Saved data entries
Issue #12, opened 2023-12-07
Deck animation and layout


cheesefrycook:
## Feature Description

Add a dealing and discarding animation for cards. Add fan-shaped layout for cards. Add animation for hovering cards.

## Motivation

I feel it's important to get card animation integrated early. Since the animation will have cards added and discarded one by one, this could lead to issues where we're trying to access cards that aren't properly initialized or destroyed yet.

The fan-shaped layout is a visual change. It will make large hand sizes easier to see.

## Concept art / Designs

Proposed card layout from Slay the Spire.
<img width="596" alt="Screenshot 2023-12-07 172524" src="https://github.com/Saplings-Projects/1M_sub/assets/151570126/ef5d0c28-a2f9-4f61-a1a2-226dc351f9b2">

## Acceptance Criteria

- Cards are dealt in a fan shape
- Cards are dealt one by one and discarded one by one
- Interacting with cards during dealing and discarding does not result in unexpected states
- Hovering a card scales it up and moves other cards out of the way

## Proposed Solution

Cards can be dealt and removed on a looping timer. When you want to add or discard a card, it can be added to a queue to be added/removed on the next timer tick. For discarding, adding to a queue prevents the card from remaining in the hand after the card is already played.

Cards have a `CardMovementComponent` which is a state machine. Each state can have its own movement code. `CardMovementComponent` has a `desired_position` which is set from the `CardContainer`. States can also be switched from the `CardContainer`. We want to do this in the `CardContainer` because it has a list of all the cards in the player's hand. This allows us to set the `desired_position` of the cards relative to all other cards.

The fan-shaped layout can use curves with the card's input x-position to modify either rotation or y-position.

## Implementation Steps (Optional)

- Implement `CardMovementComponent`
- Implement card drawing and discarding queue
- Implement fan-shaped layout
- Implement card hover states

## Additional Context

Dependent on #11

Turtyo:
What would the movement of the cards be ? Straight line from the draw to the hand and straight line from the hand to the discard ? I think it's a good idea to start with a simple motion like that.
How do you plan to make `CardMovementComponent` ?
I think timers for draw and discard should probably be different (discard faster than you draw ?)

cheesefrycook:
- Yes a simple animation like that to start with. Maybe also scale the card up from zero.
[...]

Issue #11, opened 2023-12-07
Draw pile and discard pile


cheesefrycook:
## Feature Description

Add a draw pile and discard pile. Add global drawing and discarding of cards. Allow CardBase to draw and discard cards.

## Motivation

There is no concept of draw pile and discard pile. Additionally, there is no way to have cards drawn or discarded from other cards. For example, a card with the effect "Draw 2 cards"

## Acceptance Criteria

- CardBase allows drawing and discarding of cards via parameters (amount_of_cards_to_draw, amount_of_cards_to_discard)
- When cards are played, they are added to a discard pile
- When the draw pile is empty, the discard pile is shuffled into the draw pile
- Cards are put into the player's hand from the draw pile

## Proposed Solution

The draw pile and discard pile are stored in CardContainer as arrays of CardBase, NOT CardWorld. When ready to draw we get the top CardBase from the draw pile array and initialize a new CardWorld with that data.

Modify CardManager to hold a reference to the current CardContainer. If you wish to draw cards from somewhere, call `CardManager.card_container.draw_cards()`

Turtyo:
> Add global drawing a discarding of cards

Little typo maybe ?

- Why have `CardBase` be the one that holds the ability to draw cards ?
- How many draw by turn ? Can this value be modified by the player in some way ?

> **REQUIRED ACTION**
From the records above, print only the lines between the one holding "Proposed card layout from Slay the Spire." and the one holding "- Cards are dealt one", inclusive, exactly as they stand.

> **ANSWER SPACE**
Proposed card layout from Slay the Spire.
<img width="596" alt="Screenshot 2023-12-07 172524" src="https://github.com/Saplings-Projects/1M_sub/assets/151570126/ef5d0c28-a2f9-4f61-a1a2-226dc351f9b2">

## Acceptance Criteria

- Cards are dealt in a fan shape
- Cards are dealt one by one and discarded one by one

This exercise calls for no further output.